Personal information
- Full name: Luke Mitchell
- Born: 28 February 1992 (age 33)
- Original team: Calder Cannons (TAC Cup)
- Draft: No. 42, 2010 National Draft, Carlton
- Height: 198 cm (6 ft 6 in)
- Weight: 94 kg (207 lb)

Playing career^{1}
- Years: Club / Games (Goals)
- 2012: Carlton / 1 (1)
- ^{1} Playing statistics correct to the end of 2013.

= Luke Mitchell (footballer) =

Australian rules footballer

Luke Mitchell (born 28 February 1992) is an Australian rules footballer, formerly in the Australian Football League.

==Career==
Mitchell plays primarily as a tall forward. Originally from Victoria, Mitchell attended and played school football for Melbourne Grammar School. Noted as a promising young talent from an early age, Mitchell represented Vic Metro at the 2008 AFL National Under 16 Championships. He played TAC Cup football for the Calder Cannons. After a strong 2009 season, there was some speculation that he could be taken by the fledgling Gold Coast Football Club as a seventeen-year-old recruit, but this did not eventuate. Mitchell then missed the majority of the 2010 TAC Cup season, as well as the 2010 AFL National Under 18 Championships, with a right shoulder injury sustained in the preseason, but he returned to play Calder's last eight games, including the grand final in which he kicked five goals.

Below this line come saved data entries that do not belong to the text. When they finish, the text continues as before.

PR #200, opened 2022-10-30
first try to migrate myproxy-oauth code to python3

msalle:
Mostly automatic changes using 2to3.
Updated RH package names in README.md

### DIFF
--- a/myproxy/oauth/source/README.md
+++ b/myproxy/oauth/source/README.md
@@ -40,8 +40,8 @@ also need libapache2-mod-wsgi and the apache2 server with the ssl module
 enabled and the default-ssl site enabled.
 
 Prerequisite packages on RedHat-based systems
-* pyOpenSSL
-* python-crypto
+* python3-pyOpenSSL
+* python3-pycryptodomex
 
 If you want to use this with apache2 instead of the standalone service, you'll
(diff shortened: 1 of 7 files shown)


fscheiner:
@msalle
Cool, exactly what I had hoped for.

Is there anybody that could confirm that the modified code still works as intended (because there's nothing done for "myproxy-oauth" in the "build/test" step)? Jim (@jbasney), maybe?

When merged, RPM builds on CentOS 7 will stop working, because there the respective Python 3 libs are missing AFAICS. Well, we don't actually build RPMs via the CIs and there's also no "myproxy-oauth" package in EPEL/Fedora, too - so maybe not important.

SRPM builds should work, because they're done with `--nodeps`, but [the installation of prerequsites](https://github.com/gridcf/gct/blob/master/travis-ci/run_task_inside_docker.sh#L92..L93) will fail depending on what packages we intend to install, unless we ignore the CentOS 7 case. As I understand it now, those prerequisite installations are just needed for RPM building, so we could change them as we like, building will just not work everywhere, but that is already the case for *8 and upwards w/o this PR merged.

So should we wait with the merge of this PR until we switch to *8 as main build target?

msalle:
Closing this merge request since we're going to drop the code in any case.

PR #201, opened 2022-10-31
Remove myproxy-oauth

fscheiner:


msalle (approved):
Looks good to me, doesn't seem to be anything of myproxy-oauth left afterwards

ellert (approved):

PR #205, opened 2022-11-28
Fix buffer overflow in test

ellert:
Fixes https://bugzilla.redhat.com/show_bug.cgi?id=2146585

### DIFF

Mitchell was recruited by the Carlton Football Club with its third round selection in the 2010 National Draft (No. 42 overall). He continued to be hindered by shoulder injuries during his first two years with Carlton: in the December of his first pre-season at Carlton, he re-injured his right shoulder; shortly after returning to training in March, he injured his left shoulder, with the resulting rehab causing him to play almost no football at any level during 2011; then, in January of the 2012 pre-season, he injured his right shoulder again, requiring another reconstruction. He finally made his senior VFL debut for Carlton's , the Northern Blues, midway through the 2012 season, and he played his sole AFL match for Carlton in the final round of the same season.

Mitchell was delisted at the end of the 2013 season. He will play for North Adelaide in the South Australian National Football League from 2014.